== Records ==
PR #964, opened 2022-11-11
Add Regular Member voting and clarify At large term

joesepi:
It seems that the regular member voting election isn't in this list. 🤔 

Also, I believe we discussed removing the "non-Impact" term in favor of At-Large since we removed the Growth designation a while ago.

Signed-off-by: Joe Sepi <sepi@joesepi.com>


eemeli (approved):

mcollina (approved):
lgtm

ljharb (approved):

mcollina (approved):
lgt

ovflowd (commented):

== Your goal ==
Exactly as given, restate all the lines above.

== Written solution ==
PR #964, opened 2022-11-11
Add Regular Member voting and clarify At large term

joesepi:
It seems that the regular member voting election isn't in this list. 🤔 

Also, I believe we discussed removing the "non-Impact" term in favor of At-Large since we removed the Growth designation a while ago.

Signed-off-by: Joe Sepi <sepi@joesepi.com>


eemeli (approved):

mcollina (approved):
lgtm

ljharb (approved):

mcollina (approved):
lgt

ovflowd (commented):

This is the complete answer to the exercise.